How do I split Flask models out of app.py without passing db object all over?

Question

I'd like to use Flask-Migrate and am looking at their example:

from flask import Flask
from flask.ext.sqlalchemy import SQLAlchemy
from flask.ext.script import Manager
from flask.ext.migrate import Migrate, MigrateCommand

app = Flask(__name__)
app.config['SQLALCHEMY_DATABASE_URI'] = 'sqlite:///app.db'

db = SQLAlchemy(app)
migrate = Migrate(app, db)

manager = Manager(app)
manager.add_command('db', MigrateCommand)

class User(db.Model):
    id = db.Column(db.Integer, primary_key=True)
    name = db.Column(db.String(128))

if __name__ == '__main__':
    manager.run()

This works great as a simple play example, but I have more than a single model and I don't want to define the models in both this script and the one that defines my application code. Thus, I want to pull them into a model file that I can share between the two.

I attempting to do this, by placing the User class into a models.py and then importing User from there. Unfortunately, that throws a NameError: name 'db' is not defined.

My question(s) are:

• Do I need to use db = SQLAlchemy(app) in my models.py, and if so will this be available in both my migration script and the flask application itself?
• If I can't (or shouldn't) put it in models.py, how do I utilize my models in their own file without passing db all over?

Answer 1

Partitioning such a small application into modules is tricky, because you find a lot of cases where the two modules that you create need to mutually import each other, creating circular dependencies.

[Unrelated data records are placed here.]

PR #940, opened 2019-07-02
Make `:use <db-name>` case insensitive

oskarhane:
This is expected to fail the e2e test since they run against Neo4j 3.5.

### DIFF
--- a/src/shared/services/commandInterpreterHelper.js
+++ b/src/shared/services/commandInterpreterHelper.js
@@ -184,24 +184,24 @@ const availableCommands = [
             'No multi db support detected.'
           )
         }
-        // Check if chosen db exists
-        const dbExists = getDatabases(store.getState())
-          .map(db => db.name)
-          .includes(dbName)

I recommend that you look at how you can structure a larger application properly, using an app factory function and delayed initialization of all extensions. An example application that does this is the Flasky app featured in my book.

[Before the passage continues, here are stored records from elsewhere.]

PR #947, opened 2019-07-23
Use driver transaction functions and set connection timeout to 30000 if connecting to cloud

eve-bright:
Struggling to know how best to test these changes. boltConnection currently has no tests - so no obvious way to test the transaction function change. 

Similarly the connectionsDuck has tests but there is nothing actually checking what we pass to open connection. I could obviously add tests here to do that but not sure what the intended strategy is. Perhaps I should extract the connectionTimeoutHelper function and test this separately.

### DIFF
--- a/src/shared/modules/connections/connectionHelpers.js
+++ b/src/shared/modules/connections/connectionHelpers.js
@@ -1,0 +1,35 @@
+/*
+ * Copyright (c) 2002-2019 "Neo4j,"
+ * Neo4j Sweden AB [http://neo4j.com]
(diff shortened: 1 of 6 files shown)


eve-bright:
I decided to go ahead and extract connectionTimeoutHelper to enable it to be tested. 
I have also added tests in the connectionsDuck test to check that the timeout is being passed to openConnection.

oskarhane:
I'm closing this as it will be replaced by a new one once the generic solution is built.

All that said, it is possible to separate the application into two parts, you just need to be careful with where you place the import statements. In the example below, I decided to move the creation of the db instance and the User model into a models.py file.

Here is the main application's module:

from flask import Flask
from flask.ext.script import Manager
from flask.ext.migrate import Migrate, MigrateCommand

app = Flask(__name__)
app.config['SQLALCHEMY_DATABASE_URI'] = 'sqlite:///app.db'

from models import db  # <-- this needs to be placed after app is created
migrate = Migrate(app, db)

manager = Manager(app)
manager.add_command('db', MigrateCommand)

if __name__ == '__main__':
    manager.run()

And here is models.py:

from __main__ import app
from flask.ext.sqlalchemy import SQLAlchemy

db = SQLAlchemy(app)

class User(db.Model):
    id = db.Column(db.Integer, primary_key=True)
    name = db.Column(db.String(128))

Here the main module will create app, and only then will import models.py. When models.py tries to import app from the main module, it has already been created. If you move from models import db to the top of the file with the other imports this code breaks.

Answer 2

Here is an idea. You can create a package model in which you define classes as individual .py files. For example, user.py contains the User class.

In the __init__.py file you can define the db variable. You may also include from user import User statement so that it would be possible to access User object directly outside the package. For example you can import the model package somewhere else in the program using import model and then use model.User to directly use the User class.

To use db variable directly in the user.py use from ..model import db which imports db variable defined in the __init__.py file.